Information Start Marker

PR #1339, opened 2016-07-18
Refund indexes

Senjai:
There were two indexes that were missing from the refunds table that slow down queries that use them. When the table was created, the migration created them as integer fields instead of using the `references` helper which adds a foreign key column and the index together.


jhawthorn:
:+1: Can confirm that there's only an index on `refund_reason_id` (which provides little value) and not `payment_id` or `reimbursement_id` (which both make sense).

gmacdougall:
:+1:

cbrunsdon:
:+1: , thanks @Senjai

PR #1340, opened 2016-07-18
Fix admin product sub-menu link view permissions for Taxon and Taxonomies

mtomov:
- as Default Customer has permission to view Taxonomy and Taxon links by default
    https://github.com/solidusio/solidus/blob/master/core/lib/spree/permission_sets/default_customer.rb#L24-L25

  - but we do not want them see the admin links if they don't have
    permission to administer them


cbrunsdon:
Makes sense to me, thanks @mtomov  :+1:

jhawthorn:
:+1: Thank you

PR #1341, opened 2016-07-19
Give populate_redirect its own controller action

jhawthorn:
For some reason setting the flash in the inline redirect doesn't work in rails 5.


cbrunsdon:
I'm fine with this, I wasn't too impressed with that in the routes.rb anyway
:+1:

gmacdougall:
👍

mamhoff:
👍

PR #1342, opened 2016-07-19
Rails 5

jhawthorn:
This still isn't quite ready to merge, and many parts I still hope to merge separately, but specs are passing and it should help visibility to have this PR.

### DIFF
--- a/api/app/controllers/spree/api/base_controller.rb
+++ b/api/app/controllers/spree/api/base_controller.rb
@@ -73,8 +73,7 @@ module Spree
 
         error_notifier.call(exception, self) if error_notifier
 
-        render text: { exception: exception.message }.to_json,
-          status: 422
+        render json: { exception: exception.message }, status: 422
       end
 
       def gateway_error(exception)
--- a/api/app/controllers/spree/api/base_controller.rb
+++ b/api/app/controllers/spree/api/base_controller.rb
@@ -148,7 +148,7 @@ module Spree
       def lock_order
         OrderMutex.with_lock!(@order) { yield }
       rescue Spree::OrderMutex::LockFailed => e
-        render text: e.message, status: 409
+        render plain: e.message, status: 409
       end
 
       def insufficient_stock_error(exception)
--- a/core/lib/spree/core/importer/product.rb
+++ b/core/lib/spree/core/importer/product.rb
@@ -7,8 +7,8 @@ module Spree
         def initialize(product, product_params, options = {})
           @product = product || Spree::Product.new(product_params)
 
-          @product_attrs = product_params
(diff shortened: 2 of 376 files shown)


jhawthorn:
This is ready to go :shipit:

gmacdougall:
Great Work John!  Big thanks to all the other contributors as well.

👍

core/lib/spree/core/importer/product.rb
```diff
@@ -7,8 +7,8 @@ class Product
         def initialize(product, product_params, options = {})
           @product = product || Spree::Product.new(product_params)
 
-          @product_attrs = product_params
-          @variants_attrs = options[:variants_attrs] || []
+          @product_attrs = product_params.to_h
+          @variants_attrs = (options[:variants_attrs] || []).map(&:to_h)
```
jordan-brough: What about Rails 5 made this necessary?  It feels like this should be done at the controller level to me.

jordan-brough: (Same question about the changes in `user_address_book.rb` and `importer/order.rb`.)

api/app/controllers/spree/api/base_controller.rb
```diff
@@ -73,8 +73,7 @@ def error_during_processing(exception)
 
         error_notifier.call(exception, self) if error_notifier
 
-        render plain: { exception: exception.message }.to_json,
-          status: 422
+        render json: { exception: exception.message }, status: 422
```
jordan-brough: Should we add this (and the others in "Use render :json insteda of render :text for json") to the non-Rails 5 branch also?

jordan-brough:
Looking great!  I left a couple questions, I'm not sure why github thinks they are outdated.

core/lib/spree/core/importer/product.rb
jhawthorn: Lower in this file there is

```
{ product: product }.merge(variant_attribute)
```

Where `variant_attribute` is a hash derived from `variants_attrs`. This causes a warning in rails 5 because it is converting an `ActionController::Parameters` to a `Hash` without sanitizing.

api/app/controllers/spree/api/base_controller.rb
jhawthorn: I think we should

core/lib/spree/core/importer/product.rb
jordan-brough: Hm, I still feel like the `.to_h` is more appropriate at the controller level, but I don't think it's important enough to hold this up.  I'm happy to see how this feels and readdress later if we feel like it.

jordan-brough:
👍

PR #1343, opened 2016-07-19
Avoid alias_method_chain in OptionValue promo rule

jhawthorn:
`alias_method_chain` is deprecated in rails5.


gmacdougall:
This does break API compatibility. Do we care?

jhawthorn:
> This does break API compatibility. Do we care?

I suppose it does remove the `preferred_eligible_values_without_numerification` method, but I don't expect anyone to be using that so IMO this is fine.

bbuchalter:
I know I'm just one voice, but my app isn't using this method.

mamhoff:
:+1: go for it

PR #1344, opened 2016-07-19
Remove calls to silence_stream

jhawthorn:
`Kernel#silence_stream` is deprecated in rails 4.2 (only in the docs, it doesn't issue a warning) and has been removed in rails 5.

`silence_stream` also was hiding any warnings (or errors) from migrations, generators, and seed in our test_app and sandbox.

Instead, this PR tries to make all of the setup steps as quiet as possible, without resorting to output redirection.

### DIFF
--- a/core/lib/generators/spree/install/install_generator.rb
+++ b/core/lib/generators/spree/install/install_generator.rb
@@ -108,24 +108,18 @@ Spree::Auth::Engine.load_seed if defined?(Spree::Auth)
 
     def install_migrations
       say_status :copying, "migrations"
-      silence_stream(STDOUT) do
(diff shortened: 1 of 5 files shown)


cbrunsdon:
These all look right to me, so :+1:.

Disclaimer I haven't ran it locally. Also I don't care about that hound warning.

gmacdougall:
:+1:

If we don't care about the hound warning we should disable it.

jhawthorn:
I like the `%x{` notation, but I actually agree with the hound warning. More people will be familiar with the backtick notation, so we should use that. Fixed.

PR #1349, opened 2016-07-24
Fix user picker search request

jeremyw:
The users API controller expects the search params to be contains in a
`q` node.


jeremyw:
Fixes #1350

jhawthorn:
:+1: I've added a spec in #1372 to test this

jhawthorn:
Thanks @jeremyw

Information End Marker

• **What this task involves**
In the listing above, find the lines holding the word "hound" and copy them.

• **Reply to the task**
Disclaimer I haven't ran it locally. Also I don't care about that hound warning.
If we don't care about the hound warning we should disable it.
I like the `%x{` notation, but I actually agree with the hound warning. More people will be familiar with the backtick notation, so we should use that. Fixed.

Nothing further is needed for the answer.